Some of the most valuable advances in AI—such as new algorithms to cut training costs, a better evaluation metric, or a more energy-efficient architecture—may lack a clear business model or commercial champion at the outset but still have the potential to significantly strengthen Europe's AI ecosystem if the right actors adopt them.
The Commission should therefore focus on creating more flexible and diverse pathways that support the transition of AI research into application. AI factories can play a key role in this process by embedding dedicated technology transfer teams, providing matchmaking services between researchers and industry actors, and offering subsidised access to infrastructure, intellectual property (IP) support, and proof-of-concept funding. AI factories should function as testbeds and translation hubs where stakeholders can develop, validate and connect with high-potential, scalable ideas—regardless of origin or immediate commercial viability.
Public funding should be designed with these flexible outcomes in mind.

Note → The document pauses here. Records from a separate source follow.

PR #4127, opened 2025-03-03
fix: cargo-deny failure due to toolchain not installed

ericswanson-dfinity:
# Description

The license check in CI started failing today. Example: https://github.com/dfinity/sdk/actions/runs/13636726972/job/38121248105?pr=4126

I tried running the command that it asked for, but it didn't help, probably because it's running in a docker container. I tried the v2 action and configuring it to use the rust version that it's used to, but rust-toolchain.toml still overrode it.

This PR removes rust-toolchain.toml when the deny workflow runs so that the workflow can run with what it needs.

### DIFF
--- a/.github/workflows/deny.yml
+++ b/.github/workflows/deny.yml
@@ -4,7 +4,6 @@ on:
   push:
     branches:
       - master
-      - ens/cargo-deny-fix
   pull_request:
 
 concurrency:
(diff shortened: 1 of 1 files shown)


lwshang (approved):

adamspofford-dfinity (approved):

krpeacock:
feels hacky, but I guess it won't do any harm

This includes prioritising research with plausible paths to uptake, incentivising collaboration between academia and industry, and ensuring that IP frameworks and technology transfer policies empower researchers to pass on ideas without needing to take on commercial risk themselves. By focusing on impact realisation, the EU can better ensure that its AI research excellence leads to measurable economic and societal value.
Align AI Priorities to Existing European Common Data Spaces
Access to quality data is essential for AI and is one of the key barriers firms cite in AI adoption.[5] The Common European Data Spaces scheme helps to tackle data access issues by making sector data accessible to businesses, public administration, and individuals, in turn enhancing Europe’s data-driven economy. According to the latest staff working document, there are 14 common data spaces available, of which two are mature and well into deployment (research and innovation, and health), and seven are in an active phase of deployment (cultural heritage, manufacturing, language, media, mobility, public administration, and skills).[6] These sectors represent high potential for AI development given the immediate access to a breadth of European-centric data.

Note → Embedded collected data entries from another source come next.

PR #4139, opened 2025-03-06
feat: Record telemetry into log file

adamspofford-dfinity:


src/dfx/src/main.rs
```diff
@@ -180,15 +180,26 @@ fn inner_main(log_level: &mut Option<i64>) -> DfxResult {
...
-        std::process::exit(255);
+        255
+    } else {
+        0
+    };
+
+    if let Err(e) = Telemetry::append_current_command_timestamped(exit_code) {
+        if log_level.unwrap_or_default() > 0 {
+            eprintln!("error appending to telemetry log: {e}")
+        }
```
ericswanson-dfinity, line 199: Should only do this if the telemetry mode is On or Local

src/dfx/src/lib/telemetry.rs
```diff
@@ -1,22 +1,35 @@
...
 use std::ffi::OsString;
+use std::fs::OpenOptions;
+use std::io::Write;
 use std::path::PathBuf;
 use std::sync::{Mutex, OnceLock};
+use std::time::Instant;
 
 static TELEMETRY: OnceLock<Mutex<Telemetry>> = OnceLock::new();
+// separate var to preserve Telemetry as Eq
+static START_TIME: OnceLock<Instant> = OnceLock::new();
```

To accelerate the data-driven and AI economy, the Commission should prioritise AI deployment in sectors with established data spaces, aligning these use cases to drive standards and interoperability requirements around this broad data collection, access and use. Furthermore, the Commission should accelerate the development of the other data spaces to support AI development in these areas.
Similarly, the Commission should reform the Data Governance Act (DGA) which currently siloes data for public good initiatives to non-profit entities. Substantial evidence exists to demonstrate the role of for-profit companies in innovating for the public good, including Meta’s No Languages Left Behind Initiative—a project that open-sources AI models that translate 200 languages, including low-resource languages such as Asturian and Urdu.[7] Removing the DGA’s requirement, coupled with an effective and accessible European Common Data Space for languages, could drive a huge amount of AI adoption across member states newly represented in this AI ecosystem.
Endnotes
[1]. European Commission press release, “EU launches InvestAI initiative to mobilise €200 billion of investment in artificial intelligence,” Feb 1, 2025.
[3]. Cynthia Kroet, “Google’s AI feature on hold in most EU member states due to ‘strict rules’,” Euronews, Apr 1, 2025; Merien ten Houten, “European Union excluded from Llama 4 multimodal models,” Innovation Origins, Apr 8, 2025.
[4]. Miriam Partington, “How can German universities produce more spinouts?” Sifted, May 29, 2024; AI Rankings, accessed May 2025.